# Couple New Bowfishing Airboats



## Airboatcapt2

2007 Model AirRangers



















I have tons more pictures to share if anyone is interested.


----------



## carp_killer

looks good


----------



## Duckslayer100

Man oh man, I love airboats. A buddy of mine from the cities took me out this summer and it was a blast. You can go anywhere with those suckers. Too bad they're illegal in Minnesota...except for the border waters... :beer:


----------



## carp_killer

i havent seen an airboat in mn yet see a fan boat every now and then though i would love to get me one though but like duckslayer said there illegal


----------



## BFNK

Show me where it is illegal to own an airboat in MN.


----------



## arky

hey guys, I do a lot of bowfishing in the south but i'm headed to north dakota to do a little pheasant hunting.
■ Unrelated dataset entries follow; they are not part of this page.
PR #2009, opened 2026-03-13
Move articulation root determination to preload step

stefren:


OmniGibson/omnigibson/objects/object_base.py
```diff
@@ -250,29 +250,7 @@ def _post_load(self):
...
-        # Potentially add articulation root APIs and also set self collisions
-        root_prim = (
-            None
-            if self.articulation_root_path is None
-            else lazy.isaacsim.core.utils.prims.get_prim_at_path(self.articulation_root_path)
-        )
-        if root_prim is not None:
-            lazy.pxr.UsdPhysics.ArticulationRootAPI.Apply(root_prim)
-            lazy.pxr.PhysxSchema.PhysxArticulationAPI.Apply(root_prim)
+        if self.articulation_root_path is not None:
```
cgokmen, line 249: It's still true that all objects require this articulation root path logic, so you need to merge the UsdObject class into BaseObject first prior to doing this. Otherwise it looks like we support a class of objects (which by the way doesn't actually exist right now) that don't have articulation roots set properly.

OmniGibson/omnigibson/objects/usd_object.py
```diff
@@ -15,6 +17,186 @@
...
+        usd_path (str): Original USD path; its basename is reused in the temp directory.
+
+    Returns:
+        str: Path to the exported temp file.
+    """
+    basename = os.path.basename(usd_path)
+    tempdir_path = tempfile.mkdtemp(basename, dir=og.tempdir)
+    temp_usd_path = os.path.join(tempdir_path, basename)
+    stage.Export(temp_usd_path)
+    return temp_usd_path
```
cgokmen: I think its better to keep this code in the (single) place it's called to make it clear where it's saving, instead of having this helper function.

OmniGibson/omnigibson/objects/usd_object.py
```diff
@@ -15,6 +17,186 @@
...
+        children.extend(child_prim.GetChildren())
+        prim_type = child_prim.GetPrimTypeInfo().GetTypeName().lower()
+        if "joint" in prim_type:
+            if "fixed" in prim_type:
+                n_fixed_joints += 1
+            else:
+                n_joints += 1
+        if "attachment" in child_prim.GetName().lower():
+            has_attachment = True
+    return n_joints, n_fixed_joints, has_attachment
```
cgokmen: Lets throw this into USD utils

OmniGibson/omnigibson/objects/usd_object.py
```diff
@@ -15,6 +17,186 @@
...
+        native_bb_attr = default_prim.GetAttribute("ig:nativeBB")
+        if native_bb_attr.IsValid():
+            native_bb = th.tensor(list(native_bb_attr.Get()), dtype=th.float32)
+            bb = th.tensor(bounding_box, dtype=th.float32)
+            scale = th.ones(3)
+            valid = native_bb > 1e-4
+            scale[valid] = bb[valid] / native_bb[valid]
+            return scale
+
+    return th.ones(3)
```
cgokmen: I'm noticing that this code is not actually replacing any code, so this logic (divide bbox size by nativebb size, etc.) must exist in at least one other place, no? We shouldn't have that kind of duplication. Hopefully that other place is happening before this one and we can just use the scale here?

Also, code at this class's level should not rely on things like the ig:nativeBB flag which is only available for DatasetObject.

OmniGibson/omnigibson/objects/usd_object.py
```diff
@@ -15,6 +17,186 @@
...
+    if not fixed_base:
+        return False
+    if load_config.get("kinematic_only", None) is False:
+        return False
+    scale = _resolve_scale(load_config, default_prim)
+    return (
+        n_joints == 0
+        and (th.all(th.isclose(scale, th.ones_like(scale), atol=1e-3)).item() or n_fixed_joints == 0)
+        and not has_attachment
+    )
```
cgokmen: Where did the original version of this go? I don't see it removed in object_base, is it repeated? Let's make sure it's not repeated, and the existing forcing mechanism is respected. Also don't make this into a helper function like this, let's just have the code be where it's used.

OmniGibson/omnigibson/objects/usd_object.py
```diff
@@ -15,6 +17,186 @@
...
+                continue
+            if len(body0_rel.GetTargets()) > 0:
+                joint_children.add(body1_rel.GetTargets()[0].pathString.split("/")[-1])
+
+    valid_roots = list(set(link_names) - joint_children)
+    assert len(valid_roots) == 1, (
+        f"Exactly one root link should have been found for {default_prim.GetName()}, "
+        f"but found none/multiple instead: {valid_roots}"
+    )
+    return valid_roots[0]
```
cgokmen: Lets move this into usd_utils

OmniGibson/omnigibson/objects/usd_object.py
```diff
@@ -15,6 +17,186 @@
...
+
+    if kinematic_only or (not has_articulated and not has_fixed):
+        return None
+
+    if not fixed_base and has_articulated:
+        root_link_name = _find_root_link_name(default_prim)
+        target = default_prim.GetPrimAtPath(root_link_name)
+        return target
+
+    return default_prim
```
cgokmen: This can also go into usd_utils.

OmniGibson/omnigibson/objects/usd_object.py
```diff
@@ -127,8 +310,34 @@ def _update_path(asset_path):
...
+        n_joints, n_fixed_joints, has_attachment = _count_joints(default_prim)
+        articulation_root_prim = _determine_articulation_root_prim(
+            default_prim, self.fixed_base, self._load_config, n_joints, n_fixed_joints, has_attachment
+        )
+
+        if articulation_root_prim is not None:
+            lazy.pxr.UsdPhysics.ArticulationRootAPI.Apply(articulation_root_prim)
+            lazy.pxr.PhysxSchema.PhysxArticulationAPI.Apply(articulation_root_prim)
+
+        return _export_stage_to_temp(stage, usd_path)
```
cgokmen: This can all go into _prepare_to_load, I think.

OmniGibson/omnigibson/objects/usd_object.py
stefren: yeah ok, the review makes sense to me haha. I think I was confused about one version of the code being on the USD directly and one version on the already created `EntityPrim` object looking at various instance variables that are pulled out, but I'll unify this and clean it up.

OmniGibson/omnigibson/objects/object_base.py
stefren: oh ok, do you prefer that i leave this code here or should i merge USDObject into BaseObject?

Was wondering if anyone could hook me up with a hunt or at least a general direction. I'm used to hunting in SD but got fed up with paying a 100 a hunt. My name is Nick Sanders call me 501-472-7948 Thanks guys, I run a blow boat myself,18x8 diamondback


----------



## carp_killer

BFNK said:


> Show me where it is illegal to own an airboat in MN.


we never said its illegal to own them we just cant use them for bowfising since you cant have a gaspowerd motor with an uncased bow/gun


----------